Modeling and numerical simulations of multilane vehicular traffic by active particles methods

This paper deals with the modeling and numerical simulations of multilane vehicular traffic according to the kinetic theory of active particles methods. The main idea of this theory is to consider each driver-vehicle system as a micro-system, where the microscopic state of particles is described by position, velocity, and activity which is an appropriate variable for modeling the quality of the driver-vehicle. The interactions between micro-systems are modeled by stochastic game theory. This leads to the derivation of a mathematical model within the framework of the approach of kinetic theory.

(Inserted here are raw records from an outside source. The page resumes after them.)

PR #456, opened 2026-08-05
chore(master): release 8.15.0

dozuki-machine-user:
:robot: I have created a release *beep* *boop*
---

### Features

* **logical:** plumb the Watchdog heartbeat flag through to the chart ([c62cc15](https://github.com/Dozuki/CloudPrem-Infra/commit/c62cc1550cb64adc58197331353c027dec0d4d92))
* **tofu:** bump CPI harness/CI pins to phase 2 (tofu 1.12.5, terragrunt 1.1.2) ([#455](https://github.com/Dozuki/CloudPrem-Infra/issues/455)) ([514b6b6](https://github.com/Dozuki/CloudPrem-Infra/commit/514b6b609dbc5b48df9ca286fdfd12ab7b03d934))

### Bug Fixes

* **logical:** set grafana root_url so the dashboards UI loads under /grafana ([bd08d51](https://github.com/Dozuki/CloudPrem-Infra/commit/bd08d51950359fa3596293f2e5b74c3af174c008))
* **logical:** stop istiod replicas colocating on one node ([#454](https://github.com/Dozuki/CloudPrem-Infra/issues/454)) ([9da3f0c](https://github.com/Dozuki/CloudPrem-Infra/commit/9da3f0ca2be3cd2883a16bf2c3e825a91514e925))
* **physical:** DR bucket backfill on creation, replication metrics + alarm, DR-region access logs ([#458](https://github.com/Dozuki/CloudPrem-Infra/issues/458)) ([7b2eb40](https://github.com/Dozuki/CloudPrem-Infra/commit/7b2eb40d2459dbbce66ba5373572cfc03504d29c))
* **physical:** gate the dms event rule on dms_enabled so pure-replication BI can apply ([8407dcf](https://github.com/Dozuki/CloudPrem-Infra/commit/8407dcfa2f47adaf6db28ad124524ca8ddd7f277))
* **physical:** widen BI CDC latency alarm window to 9-of-12 ([#457](https://github.com/Dozuki/CloudPrem-Infra/issues/457)) ([d401227](https://github.com/Dozuki/CloudPrem-Infra/commit/d4012276e4c887938c651134085ebab6ca12c593))

---
This PR was generated with [Release Please](https://github.com/googleapis/release-please). See [documentation](https://github.com/googleapis/release-please#release-please).

PR #459, opened 2026-08-05
test(harness): stop superseded matrix runs for the same PR at submission

ddvdozuki:
Seen live on the 8.15.0 release PR (#456): three master pushes in one afternoon left four matrix runs for the same PR, with both harness semaphore slots held by children testing superseded shas while the real head's children sat queued. The staleness gate only fires at child admission, so runs already past it burned slots for hours.

Supersession runs in the GitHub submit job, BEFORE the new matrix is created: stop every matrix carrying this PR's harness/pr label (children swept only under parents whose patch succeeded), then create the new run. Running it pre-creation is what makes it safe - everything selected is older by construction, so there is no self-exclusion, no name parsing, and no timestamp tiebreak. Stop rather than terminate so the scenario teardown exit handler still runs, and the workflow-level semaphore is held through that teardown, so a superseded stack is always fully destroyed before a waiting child takes its slot. The harness/superseded marker rides the same patch as the stop; the matrix's notify handler suppresses the commit status, PR comment and Slack post for marked runs (retried lookup, fail-open, re-checked after evidence collection).

Security note: the patch verb lands ONLY on harness-pr-submitter, the Role bound to the GitHub OIDC identity - the shared argo-workflow SA (Terraform phase pods included) gains nothing. An earlier revision granted patch to the shared SA; the panel review rejected that, and an invariant test now locks it out.

Rollout notes:
- Matrices submitted before this merges lack the harness/pr label and cannot be superseded; they drain naturally (one-time gap, accepted).
- Superseded shas keep their pending commit status forever; cosmetic, branch protection evaluates the current head.
- After merge the templates need a hand apply per live/tests/argo/README.md: kubectl --context argo-ops -n argo apply -f live/tests/argo/

Reviewed by a 4-seat consensus panel plus the senior reviewer across three rounds; findings and adjudications are in the review thread.

### DIFF
--- a/.github/workflows/upgrade-tests.yml
+++ b/.github/workflows/upgrade-tests.yml
@@ -49,6 +49,10 @@ env:
   PR_REPO: ${{ github.event_name == 'pull_request' && github.repository || '' }}
   PR_SHA: ${{ github.event_name == 'pull_request' && github.event.pull_request.head.sha || '' }}
   PR_BASE_REF: ${{ github.event_name == 'pull_request' && github.event.pull_request.base.ref || '' }}
+  # Supersession identity for the matrix's supersede step: it selects older runs by
+  # this label, never by parsing workflow names. Empty on dispatch runs, which never
+  # supersede anything.
+  PR_NUM: ${{ github.event_name == 'pull_request' && github.event.pull_request.number || '' }}
   NAME_HINT: ${{ github.event_name == 'pull_request' && format('pr{0}', github.event.pull_request.number) || 'manual' }}
 
 jobs:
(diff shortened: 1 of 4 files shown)


ddvdozuki:
Multi-model consensus review ran on de1e1bc: 7 reviewers, verdict request-changes with 3 majors (pod-level failures could block the fan-out and post a false failure to the head sha; superseded runs posted red status/comment/Slack noise on every force-push; child-stop ordering had a race that could orphan a late-created child) and 4 minors (identity by name parsing, shared SA gaining the patch verb, tiebreak semantics, missing invariant coverage).

6a30963 addresses all of it: continueOn failed+error plus 10s kubectl request timeouts, an atomic superseded-marker label that post-status suppresses on, parent-first stop with a bounded retrying child sweep across parents in any phase, identity via a harness/pr label set at submission (name parsing removed, params env-passed), a dedicated harness-matrix ServiceAccount for the patch verb, and invariant tests pinning every property above. Timestamp ties are deliberately left alone: both proposed tiebreakers were shown able to stop the newer run.

After merge the templates need the hand apply per live/tests/argo/README.md.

The well-posedness of the related Cauchy problem for the spatially homogeneous case is established. Numerical simulations are carried out to show the ability of the proposed model to reproduce the empirical data such as the asymptotic property in time and the emerging behavior of clusters with a particular focus on the road environment conditions.

Automated summary

This paper focuses on modeling and numerically simulating multilane vehicular traffic using the kinetic theory of active particles methods. The approach considers each driver-vehicle system as a micro-system and describes the microscopic state using position, velocity, and activity variables. The interactions between micro-systems are modeled using stochastic game theory, leading to a mathematical model within the framework of kinetic theory. The paper establishes the well-posedness of the related Cauchy problem for the spatially homogeneous case and demonstrates the model's ability to reproduce empirical data through numerical simulations, specifically addressing the road environment conditions.